## What is needed
Every line with the word "decoded" in it should be extracted from the data that follows.

## Stored data

◆ ◆ ◆

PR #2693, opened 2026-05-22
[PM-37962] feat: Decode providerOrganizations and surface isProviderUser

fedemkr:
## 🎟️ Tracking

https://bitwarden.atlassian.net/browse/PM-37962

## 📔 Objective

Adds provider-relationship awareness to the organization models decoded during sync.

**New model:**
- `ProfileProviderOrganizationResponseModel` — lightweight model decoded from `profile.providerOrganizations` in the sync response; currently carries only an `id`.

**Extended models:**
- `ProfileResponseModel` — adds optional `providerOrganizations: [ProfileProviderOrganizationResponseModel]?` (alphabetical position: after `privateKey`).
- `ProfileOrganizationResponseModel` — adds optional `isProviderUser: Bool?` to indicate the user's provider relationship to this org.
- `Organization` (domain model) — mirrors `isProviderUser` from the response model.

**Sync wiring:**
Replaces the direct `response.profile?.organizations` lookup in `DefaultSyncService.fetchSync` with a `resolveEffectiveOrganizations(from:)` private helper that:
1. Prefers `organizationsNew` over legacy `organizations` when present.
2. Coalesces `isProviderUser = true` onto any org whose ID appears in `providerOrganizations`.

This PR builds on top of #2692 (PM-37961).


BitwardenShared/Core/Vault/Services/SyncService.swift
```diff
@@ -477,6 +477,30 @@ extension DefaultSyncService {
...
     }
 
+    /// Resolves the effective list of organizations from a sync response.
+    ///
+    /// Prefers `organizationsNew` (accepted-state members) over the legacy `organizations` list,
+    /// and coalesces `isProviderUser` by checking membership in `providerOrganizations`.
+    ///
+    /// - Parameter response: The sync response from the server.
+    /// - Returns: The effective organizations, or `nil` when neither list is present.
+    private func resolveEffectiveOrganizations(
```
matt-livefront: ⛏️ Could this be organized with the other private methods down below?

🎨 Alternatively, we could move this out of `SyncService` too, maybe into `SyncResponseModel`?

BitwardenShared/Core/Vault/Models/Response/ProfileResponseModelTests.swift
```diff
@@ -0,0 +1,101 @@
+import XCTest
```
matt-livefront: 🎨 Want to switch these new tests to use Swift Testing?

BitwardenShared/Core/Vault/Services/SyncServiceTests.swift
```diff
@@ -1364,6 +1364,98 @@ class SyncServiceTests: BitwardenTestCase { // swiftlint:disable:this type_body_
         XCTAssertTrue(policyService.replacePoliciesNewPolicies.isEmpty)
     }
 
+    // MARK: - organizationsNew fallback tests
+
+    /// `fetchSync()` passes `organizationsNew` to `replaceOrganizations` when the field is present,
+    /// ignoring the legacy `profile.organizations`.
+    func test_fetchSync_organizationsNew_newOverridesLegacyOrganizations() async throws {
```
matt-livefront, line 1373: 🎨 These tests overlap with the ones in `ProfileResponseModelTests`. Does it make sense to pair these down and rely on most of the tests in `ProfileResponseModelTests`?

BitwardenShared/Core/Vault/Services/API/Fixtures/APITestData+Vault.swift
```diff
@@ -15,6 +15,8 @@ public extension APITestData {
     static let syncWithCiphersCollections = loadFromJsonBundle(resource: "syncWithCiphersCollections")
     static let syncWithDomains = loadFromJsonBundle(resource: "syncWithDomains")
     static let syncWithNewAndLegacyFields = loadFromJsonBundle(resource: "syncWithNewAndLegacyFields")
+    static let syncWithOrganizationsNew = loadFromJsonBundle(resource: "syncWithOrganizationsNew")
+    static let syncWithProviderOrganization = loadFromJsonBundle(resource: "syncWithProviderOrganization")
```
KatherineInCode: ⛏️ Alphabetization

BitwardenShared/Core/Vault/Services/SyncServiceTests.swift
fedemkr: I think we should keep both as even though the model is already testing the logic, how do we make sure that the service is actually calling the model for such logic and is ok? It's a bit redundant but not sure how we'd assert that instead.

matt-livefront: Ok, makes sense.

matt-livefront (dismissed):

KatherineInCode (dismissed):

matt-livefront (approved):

◆ ◆ ◆

## Answer to this exercise
Adds provider-relationship awareness to the organization models decoded during sync.
- `ProfileProviderOrganizationResponseModel` — lightweight model decoded from `profile.providerOrganizations` in the sync response; currently carries only an `id`.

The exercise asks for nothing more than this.